Quiero decir, en realidad eres un pequeño estafador de poca monta. ¡Qué concepto tan cursi y desvergonzado! Casi dejé de leerte por un tiempo, por la aburrida política, supongo. Las sociedades secretas, Cristo ¿y me tengo que creer que todo este lío opresivo se explicará con unos extraños extraterrestres? Pero no te preocupes, nuestra maravillosa banda de contra-místicos salvará el día. ¡Como también lo harás tú, viejo fraude! 

Madura.

Oh Dios, no crezcas nunca. Por favor. Por favor, no dejes de escribir. No te escribía desde hacía tiempo, amor mío, mi amor, mi asesino. Perdóname, por favor. Cristo, parece que fuese hace una vida. O ayer mismo.

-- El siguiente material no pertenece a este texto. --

PR #165, opened 2026-08-17
fix(onboarding): expand ~ in harness home so setup cannot die on ENOENT

### LINKED ISSUE #140: Won't create HarnessAgents folder on its own

rajpreetcodes:
## What

First-run setup could not be completed when the harness home was typed with a tilde, which is exactly what the wizard suggests (`~/HarnessAgents`).

Two distinct failures, both from the issue:

1. **`ENOENT: no such file or directory, mkdir '~/HarnessAgents'`** — Node's fs treats a literal `~` as a directory name (it is a shell convention), so `ensureHarnessHome` failed and, had it succeeded, the un-expanded path would have been persisted and poisoned every path derived from it (hive, memory, roster).
2. **The error pushed the interface off the bottom of the screen** — the wizard panel had no height bound and the error box did not wrap, so the Finish button became unreachable.

## Changes

- `src/main/config.ts` — `ensureHarnessHome` expands `~` through the existing shared `expandTilde` before `mkdirSync`; `writeConfig` persists `harnessHome` expanded/absolute using the same ingestion pattern as `registeredRepos` right above it, and recent-hives tracking stores the expanded value.
- `src/renderer/src/components/OnboardingWizard.tsx` — wizard content scrolls within `86vh` (same pattern as `AddAgentModal`) and the error box gets `overflowWrap: 'anywhere'`.
- `test/harness-home.test.cjs` — new regression test: tilde home is created on disk for real, and `writeConfig` persists it absolute (config + recentHives + on-disk read).
- `test/expand-tilde.test.cjs` — pre-existing Windows-only failure fixed: it asserted POSIX literals like `/a/b/c`, but `resolve()` anchors those to the current drive on Windows; now compares against `path.resolve` output.

## Verification

- `npm run typecheck` (node + web): clean
- New tests: pass; full focused suite shows no new failures (the `codex-remote`/`transcript-project-dir` failures fail identically on a clean checkout on Windows)

Closes #140


chaitanyagiri:
## TL;DR

Thanks @rajpreetcodes — the diagnosis is correct and the write-up is clear. Two things you should know before you spend more time on it, neither of which is your fault:

1. **Issue #140 has already been fixed on `main`.** `writeConfig` now routes `harnessHome` through `normalizeHiveHome()`, and `ensureHarnessHome` already does `mkdirSync(expandTilde(path))` — with comments that name #140 explicitly. Your branch is **40 commits behind** and now conflicts in `src/main/config.ts`, which is exactly the file both fixes touch.
2. **PR #160 by @gpechieu is the same fix**, opened the same week, also against #140.

So the config.ts half of this PR is superseded. **But three pieces of it are not on `main` and are worth keeping** — most importantly your regression test, which is stronger than the one that shipped.

**Verdict:** nothing malicious, no NSFW, no prompt injection, no odd dependencies. Typecheck green, 151/151 tests pass on the branch. Not mergeable as-is (conflicts). My recommendation is to rebase and reduce this to the parts `main` doesn't have.

---

## What I did

Checked out `fix/onboarding-tilde-harness-home`, ran typecheck and the full test suite, then diffed every hunk against current `main` to work out what is still novel — because a 40-commit gap usually means part of a PR has been overtaken.

## What's already on `main`

| Your change | Status on `main` |
|---|---|
| `ensureHarnessHome` expands `~` before `mkdirSync` | ✅ already there — same line, plus a long comment about "defense-in-depth at the consumers" |
| `writeConfig` persists `harnessHome` expanded, incl. `recentHives` | ✅ already there, via a `normalizeHiveHome()` helper |
| Wizard content scrolls instead of pushing Finish off-screen | ✅ effectively there — `OnboardingWizard.tsx:197` now sets `overflowY: 'auto'` on the overlay, with a comment about the panel being cut off at both edges. Your `maxHeight: '86vh'` on the inner div is a different mechanism for the same symptom |

## What is still novel (keep these)

**1. Your regression test is better than the one that shipped.** `main`'s coverage lives inside `test/expand-tilde.test.cjs` and looks like this:

```js
test('#140: ensureHarnessHome creates the expanded path, never a literal ~', () => {
  const { ensureHarnessHome } = (() => {
    return { ensureHarnessHome: (p) => expandTilde(p) };   // ← a stand-in, not the real function
  })();
```

That asserts `expandTilde` works. It would still pass if someone deleted the `expandTilde` call from the *real* `ensureHarnessHome` tomorrow — which is precisely the regression it's named after. Your `test/harness-home.test.cjs` loads the actual `src/main/config.ts`, calls the actual `ensureHarnessHome('~/…')`, and asserts the directory exists **under `os.homedir()`**, then checks `writeConfig` persists an absolute path in both `harnessHome` and `recentHives[0]` and that it survives a re-read from disk. That's the test #140 deserves, and I'd take it on its own merits.

Your electron stub (seeding `require.cache` with a fake `app.getPath`) also matches the pattern already used in `test/hive-roster-injection.test.cjs`, so it's house style, and pointing `userData` at a temp dir means the test can't scribble on a real config. Good hygiene.

**2. The Windows fix in `test/expand-tilde.test.cjs` is real and still missing.** `main` still asserts `expandTilde('/a/b/c') === '/a/b/c'`, and `path.resolve` anchors a POSIX-looking path to the current drive on Windows (`L:\a\b\c`), so that test fails there. Comparing against `path.resolve(...)` output is the right fix. Given v0.4.4's headline was *fixing Windows*, a Windows-red test in the suite is worth closing.

**3. `overflowWrap: 'anywhere'` on the error box** is not on `main`. It's one line and it stops a long ENOENT path from blowing out the panel width.

## What I tested

| Check | Result |
|---|---|
| `node --test test/*.test.cjs` (this branch) | ✅ 151/151 — but note that's the **older** suite; `main` is at 258 tests, which is the clearest sign of the 40-commit gap |
| Your two new tests specifically | ✅ both pass, and they genuinely touch the disk |
| Mergeability | ❌ **CONFLICTING** — `src/main/config.ts` only. One file, and the conflict is "your fix vs the fix that landed", so it resolves by deletion |
| Malware / obfuscation / network calls / new deps | ✅ none — three source files and two test files, no dependency changes |

## Suggested path forward

Rebase onto `main` and drop the superseded hunks, leaving roughly:

- `test/harness-home.test.cjs` (as-is)
- the `path.resolve` fix in `test/expand-tilde.test.cjs`, and I'd delete `main`'s stand-in `#140:` test in that file at the same time, since your real one replaces it
- `overflowWrap: 'anywhere'` on the error box

That turns a conflicting PR into a small, clean, obviously-good one, and it stops #165 and #160 fighting over the same lines.

One more thing worth doing while you're in there: neither your test file nor #160's is added to the `test:focused` script in `package.json`, so they only run under `node --test test/*.test.cjs`. Whichever test survives should be wired into `test:focused` too.

## Questions

@rajpreetcodes — happy to rebase and cut it down to those three pieces? If you'd rather not, say so and I'll suggest the test be lifted into a separate PR so the work isn't lost — it's the strongest part of this and I don't want it dropped just because the config fix got there first.

@chaitanyagiri — a process question rather than a code one. #140 drew **two** independent fixes (#165 and #160) *after* the fix had already landed on `main`, which means two contributors each spent an evening on a solved bug. Was #140 left open on purpose, or did it just not get closed when the fix merged? If it's the latter, closing it — and adding a "fixed in `main`, don't take this" note — would save the next person. And for these two PRs specifically: my read is that the residual value is complementary (this one has the better test and the Windows fix, #160 has the `config:changeHome` seam), so the cleanest outcome is one small combined PR rather than picking a winner. Want me to say that on #160 as well?

rajpreetcodes:
Rebased and cut down as suggested — the branch is now exactly the three novel pieces on top of current `main`:

- `test/harness-home.test.cjs` (as-is, header comment updated to note it replaces the stand-in)
- the `path.resolve` fix in `test/expand-tilde.test.cjs`, with the stand-in `#140:` test deleted. The same POSIX-literal problem turned out to be in three of the `#140` recentHives tests that landed on `main` (`/other/hive`, `/now/here`, `/hive/new` all anchor to the current drive on Windows), so those are fixed too — six spots total
- `overflowWrap: 'anywhere'` on the wizard error box
- `harness-home.test.cjs` wired into `test:focused`, since you flagged that neither new file was

Verified on this branch: `npm run typecheck` clean, `node --test test/*.test.cjs` 250 pass with only the 7 pre-existing Windows failures in `node-install`/`codex-remote`/`transcript-project-dir` (identical set on a clean checkout; untouched by this PR).

The config.ts and wizard-layout hunks are dropped — `main`'s versions win, no conflict left.

On the process point: fully my miss too. I picked #140 off the open-issues list and never checked whether `main` had already fixed it or whether another PR was in flight. A 'fixed in main' note on the issue would have saved both evenings; I'll check for that first next time.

Cuando Walker emitió el show de Duchamp el año pasado, me quedé completamente extasiado con su vídeo. El Señor Nadie: él es el mayor invisible de todos. Volverá en el especial de los (Ultra) Orígenes Secretos, ¿no? Mierda, se traerá desnuda a la señorita Dwyer para jugar al ajedrez y se pondrá un sombrero que no sirve para nada autografiado.

Lo siento. Por nuestro bien he intentado no perder la cabeza, pero de nuevo me estoy derrumbando. Y mierda, ahora que Scooby se ha acabado y mi pequeño Robin está aquí mismo preguntando por qué tengo mi "vordenador" en la cama, y he terminado con la mascarada romana del piso de arriba, en el gélido frío de... ¿qué? ¿la realidad? ¿las ventas? ¿en serio? ¿las ventas?

Grant, eres maravilloso. Eres tan maravilloso... ¡Menuda historia barata de mierda...! Estoy tan avergonzado de mí mismo... soy demasiado viejo para esto, excepto que por qué coño me salen las estúpidas emociones cuando Mob me patea el culo (hey, vamos escorpios. Mi esposa y yo somos escorpios. Se supone que permaneciendo juntos desafiaremos todos los pronósticos. Se supone que debes desafiar todos los pronósticos y mantener este cómic hasta el final). ¿Y por qué mis lágrimas fluyen cuando el arte nos conquista a todos y Gideon y su hermana marchan hacia el límite en el caos? Sabía que finalmente se darían cuenta de la sinrazón.

En aquel vídeo, Duchamp, con toda frialdad (oh, tan elegantemente... quiero decir, mucho más que Gideon) explicó a este lamentable y bienintencionado entrevistador gilipollas que, por supuesto, no esperaba que la gente actual lo entendiese, que su verdadero público era el de cincuenta años en el futuro. Tú serás Champs en 2046 ¿Es o no la hostia?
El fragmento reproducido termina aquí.